PR #3659, opened 2020-10-05
Default auth mode to Scope for nested Edge

richma-ms:
On startup, we detect whether the upstream is another Edge, and if it is we default to local authentication only for child device/modules.


huguesBouvier (approved):

richma-ms:
az restart

PR #3660, opened 2020-10-06
[mqtt] Add default IoTHub policy auth test for subscription re-evaluation

dylanbronson:
Adding integration test for the re-evaluation flow for Default IoTHub policies. The flow goes like this:
1. Start broker
2. Start CommandHandler with AuthorizedIdentities command
3. Start up edgeHub client
4. EdgeHub client sends AuthorizedIdentities to broker, one of which is named "test_device" client
5. Broker caches authorized identities
6. Connect test_device client 
7. Subscribe to some topic for test_device
8. Re-send the authorized identities from edgeHub as empty list
9. Broker should automatically re-evaluate all subscriptions and disonnect client
10. Assert client is disconnected

As a part of this change, I also moved test/Command.rs code to a common util file that test/command.rs and test/authorization.rs both use.


mqtt/mqtt-edgehub/tests/authorization.rs
```diff
@@ -0,0 +1,105 @@
...
+        )))
+        .build();
+    let broker_handle = broker.handle();
+
+    let server_handle = start_server(broker, DummyAuthenticator::anonymous());
+
+    // start command handler with AuthorizedIdentitiesCommand
+    let command = AuthorizedIdentitiesCommand::new(&broker_handle);
+    let (command_handler_shutdown_handle, join_handle) =
+        common::start_command_handler(common::TEST_SERVER_ADDRESS.to_string(), command)
```
vadim-kovalyov, line 41: I know you used disconnect test as an example, and I think there is a problem here and in the disconnect test.

if you look at `mqtt_broker_test_util::server::run` you'll find a code that increment a port number on every server start. This is done to avoid multiple tests running in parallel to compete for the same port number. Using hardcoded `TEST_SERVER_ADDRESS` will lead to unexpected behaviour.

Quick fix can be like this, since we don't care much about public/private transports in tests. @dmolokanov, let me know if you have better suggestions.
```suggestion
        common::start_command_handler(server_handle.address(), command)
```

mqtt/mqtt-edgehub/tests/common/mod.rs
```diff
@@ -0,0 +1,66 @@
+use std::error::Error as StdError;
+
+use tokio::task::JoinHandle;
+
+use mqtt3::ShutdownError;
+use mqtt_broker::auth::{Activity, Authorization, Authorizer};
+use mqtt_edgehub::command::{Command, CommandHandler, ShutdownHandle};
+
+pub const DISCONNECT_TOPIC: &str = "$edgehub/disconnect";
```
vadim-kovalyov, line 9: I would rather make constants public in prod code and use them in tests.

mqtt/mqtt-edgehub/tests/authorization.rs
```diff
@@ -0,0 +1,105 @@
...
+            .await
+            .expect("could not start command handler");
+
+    let mut edgehub_client = TestClientBuilder::new(server_handle.address())
+        .with_client_id(ClientId::IdWithCleanSession("$edgehub".into()))
+        .build();
+
+    let service_identity1 =
+        IdentityUpdate::new("device-1".into(), Some("device-1;$edgehub".into()));
+    let identities: Vec<IdentityUpdate> = vec![service_identity1];
```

• **WORK ORDER**: Only the lines containing "common" are needed; pull them out of the listing.

• **EXERCISE RESPONSE**:
As a part of this change, I also moved test/Command.rs code to a common util file that test/command.rs and test/authorization.rs both use.
+        common::start_command_handler(common::TEST_SERVER_ADDRESS.to_string(), command)
        common::start_command_handler(server_handle.address(), command)
mqtt/mqtt-edgehub/tests/common/mod.rs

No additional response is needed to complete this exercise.